25 A.2d 304 | Pa. | 1942
Lead Opinion
"The Merion Title and Trust Company of Ardmore is insolvent, and the Secretary of Banking is the Receiver. For the sake of brevity, we will hereafter refer to the Trust Company and the Receiver as 'Merion'.
"Merion, during its corporate existence, created and managed a Mortgage Trust Pool, and in furtherance thereof, issued coupon bearing Mortgage Trust Fund Certificates, in which Merion guaranteed the payment of principal and interest to the registered holders thereof.
"When Merion closed its doors, the assets of the Trust Pool were transferred to The Bryn Mawr Trust Company, as Substituted Fiduciary, for the purpose of liquidation.
"The Substituted Trustee has proceeded with the liquidation of the mortgages in the Pool, and has filed thirteen accounts, making distribution among the certificate holders of the amounts collected from time to time. *264
"Prior to October 5th, 1931, Merion had issued to one Henry A. Arnold two Mortgage Certificates, in the sum of $500.00 each, and on the above date, Arnold deposited these certificates with Merion as collateral for a note of $900.00 due by Arnold to Merion. This note and the certificates were taken over, at the closing of Merion, by the Secretary of Banking.
"Prior to November 12th, 1930, one Henry S. Boyce was indebted to Merion on four promissory notes, aggregating $37,300.00, and on said date, by written assignment, deposited $35,000.00 in Mortgage Certificates with Merion as side collateral for said indebtedness. At the closing of Merion, Henry S. Boyce was indebted to Merion in the sum of $37,300.00.

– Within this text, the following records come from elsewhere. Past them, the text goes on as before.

PR #247, opened 2022-10-06
Add documentation for working with plugin framework

smaye81:
This adds an extensive README to `protoplugin` which illustrates how to create plugins using the plugin framework.

For a more easy-to-read view:  https://github.com/bufbuild/protobuf-es/blob/sayers/plugin_docs/docs/writing_plugins.md


docs/writing_plugins.md
```diff
@@ -0,0 +1,550 @@
...
+See the [`PluginInit`](#plugininit) object definition for more information.
+
+### Create an executable file
+
+Then, you need to create an executable file that will execute the plugin returned from the above call:
+
+```js
+// bin/protoc-gen-foo
+
+#!/usr/bin/env node
```
timostamm, line 88: The hashbang (#!) needs to be the first line in the file. The comment might throw users off. Can you instead mention in the text that this file should to be put to `bin/protoc-gen-foo` _without_ a file extension ?

docs/writing_plugins.md
```diff
@@ -0,0 +1,550 @@
...
+========================
+
+## Introduction
+
+This package helps to create your own code generator plugin.  At a high level, the process is:
+
+1.  Implement a TypeScript generator function, `generateTs`, which is used to generate TypeScript files
+2.  Pass this function along with some static configuration values (and optional functions) to `createEcmaScriptPlugin` from the `@bufbuild/protoplugin` package.
+3.  Create an executable file which runs your plugin.
+4.  Specify this in your `package.json` file.
```
timostamm, line 11: This is a great summary, but can we give an introduction to plugins first? For example:

> Code generator plugins are a unique feature of protocol buffer compilers like protoc and the buf CLI. With a plugin, you can generate RPC clients and server stubs, mappings from protobuf to SQL, validation code, and pretty much anything else you can think of.

We can also quickly summarize how plugins work:
> The contract between the protobuf compiler and a code generator plugin is defined in plugin.proto. Plugins are simple executables (typically on your $PATH) that are named `protoc-gen-x`, where `x` is the name of the language or feature that the plugin provides. The protobuf compiler parses the protobuf files, and invokes the plugin, sending a `CodeGeneratorRequest` on standard in, and expecting a `CodeGeneratorResponse` on standard out. The request contains a set of descriptors (see descriptor.proto) - an abstract version of the parsed protobuf files. The response contains a list of files, each having a name and text content.

This lets us explain what @bufbuild/protoplugin adds on top:
- A simplified view of the descriptors that resolves references, hides implementation details like synthetic map entries, and provides simple access to comments.
- Automatic import and export management for ECMAScript.
- First class support for referencing code generated by @bufbuild/protoc-gen-es.
- Automatic transpilation of TypeScript to JavaScript and TypeScript declaration files.

(Not necessarily in the form of this bullet list - it's fine if our documentation makes these points obvious)

docs/writing_plugins.md
```diff
@@ -0,0 +1,550 @@
...
+  
+     for (const enumeration of file.enums) {
+        f.print(`// generating enums from ${file.name}`);
+        ...
+     }
+  
+     for (const message of file.messages) {
+        f.print(`// generating messages from ${file.name}`);
+        ...
+     }
```
timostamm, line 53: Messages can contain other message definitions, and enum definitions. We should call out that this example does not generate all elements.

This is actually something we could support better, by providing a complete list of all messages an a list of all enumerations in a file 🤔

docs/writing_plugins.md
```diff
@@ -0,0 +1,550 @@
...
+}
+
+```
+
+For a complete working example of a plugin written with the framework, check out [protoc-gen-es](https://github.com/bufbuild/protobuf-es/tree/main/packages/protoc-gen-es).
+
+
+## API
+
+Following are the definitions of relevant objects in the plugin framework.
```
timostamm, line 119: I don't think we should try to provide an API doc here (in the sense of a document that aims to list all functions, parameters, etc), because it takes too much effort to maintain without tooling like [jsdoc](https://jsdoc.app/about-getting-started.html#generating-a-website) or [typedoc](https://typedoc.org/).

Instead, I think should use a conversational style, similar to a tutorial, and explain/give examples for common topics in separate sections. For reference, take a look at the [runtime API doc for protobuf-es](https://github.com/bufbuild/protobuf-es/blob/sayers/plugin_docs/docs/runtime_api.md).

For @bufbuild/protoplugin, the list of sections could be:

- Setting up a plugin
  - Why give `version` and `name`? (part of preamble in generated code, shown with `protoc-gen-foo -h`)
- Providing a generator function
- How to walk through the Schema
- Generating a file (naming convention! we want users to add `_foo` for `protoc-gen-foo`)
- Printing to a generated file (at this point, we need to explain how to run the plugin)
- Importing
  - from a npm package
  - from `protoc-gen-es` generated code
- Exporting symbols, and importing them in other generated files
- Parsing plugin options
- Accessing custom protobuf options
- Generating JavaScript or TypeScript declarations yourself (explaining why this can be worth the extra effort)

It would also be great if we could provide answers for the questions:

- How to test my plugin?
- How can I generator non-ECMAScript files?

smaye81: Tried to implement all of this except the last two (testing and non-ECMAScript).  I wasn't entirely sure of the best way to do this yet.  I still need to try out generating a non-ES file.  For testing, I was thinking of pointing users to our protoplugin-test package, but not sure if that helps them.

docs/writing_plugins.md
```diff
@@ -0,0 +1,550 @@
...
+
+For more information on how plugins work, check out [our documentation](https://docs.buf.build/reference/images). 
+
+## Writing a plugin
+
+The following will describe the steps and things to know when writing your own code generator plugin.  The main step in the process is passing a plugin initialization object to the `createEcmaScriptPlugin` function exported by the plugin framework.  This plugin initalization object will contain various properties pertaining to different aspects of your plugin.
```
timostamm, line 37: Would be helpful to call out how to find the plugin framework with a link to the package on npmjs.com.

docs/writing_plugins.md
```diff
@@ -0,0 +1,550 @@
...
+The natural instinct would be to simply print your own import statements as `f.print("import { Foo } from 'bar'")`, but this is not the recommended approach.  Using `f.import()` has many advantages such as:
+
+- **Conditional imports**
+   - Import statements belong at the top of a file, but you usually only find out later whether you need the import, such as further in your code in a nested if statement.  Conditionally printing the import symbol will only generate the import statement when it is actually used.
+   
+- **Preventing name collisions**
+    - For example if you `import { Foo } from "bar"`  and `import { Foo } from "baz"` , `f.import()` will automatically rename one of them `Foo$1`, preventing name collisions in your import statements and code.
+
+- **Compatibility across standards**
+    - Abstracting the generation of imports allows the library to offer a plugin option for all ECMAScript plugins that generates imports with CommonJS instead of ECMAScript imports, and all plugins work with it out of the box.
```
timostamm, line 284: Can we word this a bit more cautiously? For example:

> ... to potentially offer other import styles in the future ...

docs/writing_plugins.md
```diff
@@ -0,0 +1,550 @@
...
+
+```ts
+function findCustomScalarOption<T extends ScalarType>(
+  desc: AnyDesc,
+  id: number,
+  scalarType: T
+): ScalarValue<T> | undefined;
+```
+
+`AnyDesc` represents any of the `DescXXX` objects such as `DescFile`, `DescEnum`, `DescMessage`, etc.  The `id` parameter represents the ID of the custom options field definition.
```
timostamm, line 345: "the ID" doesn't ring right 🤔  

Can we use "extension numbers" ([ref](https://developers.google.com/protocol-buffers/docs/proto#choosing)) ?

docs/writing_plugins.md
```diff
@@ -0,0 +1,550 @@
...
+
+```ts
+export function findCustomMessageOption<T extends Message<T>>(
+  desc: AnyDesc,
+  id: number,
+  msgType: MessageType<T>
+): T | undefined {
+```
+
+The `msgType` parameter represents the type of the message you are searching for.  Note that this can be a message generated from a proto file or can be a type created at runtime via `makeMessageType`.
```
timostamm, line 386: Do we need to call out that you can also pass a type created at run time? 

Our recommendation should be to generate code for this message, because it is much more convenient.

docs/writing_plugins.md
```diff
@@ -0,0 +1,550 @@
...
+ *     many: ["a", "b", "c"],
+ *     mapping: [{key: "testKey", value: "testVal"}]
+ * }
+ */
+ ```
+ 
+ Alternatively, you can use a type created at runtime:
+
+```ts
+const opts = proto3.makeMessageType("ServiceOptions", [
```
timostamm, line 448: Same here. 

There _are_ use cases for creating a type at run time, but not hard coded like this, but via `createRegistryFromDescriptors()`. This would allow you to parse custom options and - for example - turn them into JSON without knowing their concrete type. Not sure we need to go into those details in this doc?

docs/writing_plugins.md
```diff
@@ -0,0 +1,550 @@
...
+  option (foo_enum_option) = ACTIVE;
+
+  string name = 1;
+}
+```
+
+The value of this option can be retrieved as follows:
+
+```ts
+const enumVal = findCustomEnumOption(descMessage, 50001);  // 1
```
timostamm, line 536: If we recommend to generate enumerations used in custom options, like we do for messages, this could be:

```ts
const enumVal: ServiceStatus | undefined = findCustomEnumOption(service, 50006);
```

What do you think?

timostamm (commented):
This is really great, just a couple of comments below.

Also, can you add a short sentence above the ToC, similar to the [other](https://github.com/bufbuild/protobuf-es/blob/sayers/plugin_docs/docs/runtime_api.md) [docs](https://github.com/bufbuild/protobuf-es/blob/sayers/plugin_docs/docs/generated_code.md)?

Those other docs also prefix the headline with "Protobuf-ES". Can you do that here as well, or alternatively remove it from the other docs?

timostamm (approved):
This looks great to me.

"The Secretary of Banking, Receiver of Merion, claims the dividends on these certificates, contending the money thus received should be applied to the indebtedness of Arnold and Boyce to Merion.

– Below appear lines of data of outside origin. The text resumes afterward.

PR #249, opened 2022-10-10
Scope out "traditional" approach for proto2 extensions

timostamm:
This is a starting for full support for proto2 extensions, generating a distinct symbol for each extension field.

Note that it is a very incomplete draft that only investigates the API shape. This may never land.

In contrast to https://github.com/bufbuild/protobuf-es/pull/231, this approach works well for consuming custom options in custom code generators, but requires an extension registry that needs to be populated by the user, and is likely to increase bundle size for users who do not need the feature.


timostamm:
proto2 extensions can be very useful, but we are not going to support the feature for v1. Closing this PR, but we are going to keep the branch.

"Counsel for the accountant argues that Merion has no right to receive the dividends on the Arnold and Boyce certificates. That to the extent of its lien on these certificates it has no more claim on this money than it has on certificates solely the property of Merion.* Counsel agrees that Arnold and Boyce are entitled to have the amount of the dividends credited on their indebtedness to Merion, but asks that these dividends be distributed among other Certificate Holders, and the Receiver directed to credit Arnold and Boyce with the amount thereof.
"The learned counsel for the accountant assumes, in his argument, that the dividends are the property of Merion, and being the money of Merion, the accountant has the right to set off the dividends against the indebtedness of Merion to the Certificate holders on its guarantee. Counsel bases this assumption of ownership on the case *265
of Gordon, Sec'y, v. Union Tr. Co.,
"To whom do these dividends belong? 'The interest of the pledgor in the property pledged is entirely separate and distinct from that of the pledgee; and upon a contract of pledge, the general property or title in the thing pledged remains in the pledgor, subject to a lien in favor of the pledgee for the amount of the debt or obligation for which the pledge is given.' 49 C. J. 922. 'In a pledge the general property remains with the pledgor and only a special property passes to the pledgee. . . While the pledgor's obligation remains outstanding the pledgee has a lien on the security pledged, but is liable for its return when the obligation is discharged.' Schwab v. Cont. Equitable T. T. Co.,
"The dividends then belong to Arnold and Boyce, subject to the lien of Merion. If any equities exist by reason of the guarantee of Merion, those equities are in favor primarily of Arnold and Boyce, the purchasers of the certificates. Since the dividends belong to Arnold and Boyce, subject to the lien of Merion, we think the money should be paid to Merion to be applied to the loans of Arnold and Boyce.
"To award these dividends to the Substituted Trustee, for distribution among all the Certificate holders, would, in our opinion, divert an asset belonging to another set of creditors of Merion, namely the depositors, to the certificate holders. For, the debt of Arnold and Boyce is an asset of Merion, applicable to the depositors. We do not think the doctrine of subordination should be carried so far as to do an inequity.
"We are of the opinion that the relation of pledgor and pledgee still exists between the Receiver and Arnold *266 and Boyce, so far as the certificates are concerned; and that these certificates must be viewed as collateral, and not as the property of the Receiver, although now registered in his name.
"We take this view because, as we have above stated, there has been no valid transfer of the title of the certificates, and for the further reason that Section 712 of the Department of Banking Code of 1933, P. L. 565, provides that the status of the parties shall become fixed on the date the Secretary of Banking takes possession of the business and property of a banking institution, as receiver. In the present instance, when the Secretary took possession of Merion, Arnold and Boyce were not in default in their loans, and the relationship of pledgor and pledgee existed between them and Merion.
"As we view it, the claim of the Receiver to the dividends in question does not arise by reason of ownership of the certificates, but by reason of the debts of Arnold and Boyce to Merion. In other words, the Receiver is claiming, by virtue of the pledge agreements, the dividends due Arnold and Boyce. What he is attempting to do is to enforce the lien of Merion on the collateral of these two debtors. It follows, then, that the certificates belong to Arnold and Boyce, and hence the dividends on these certificates are also the property of these men, subject to the lien of Merion."
Substituted trustee appealed.
Addendum
The decree is affirmed on the above-quoted portions of the opinion and supplemental opinion filed by Judge KNIGHT in the court below. Costs to be paid by the appellant.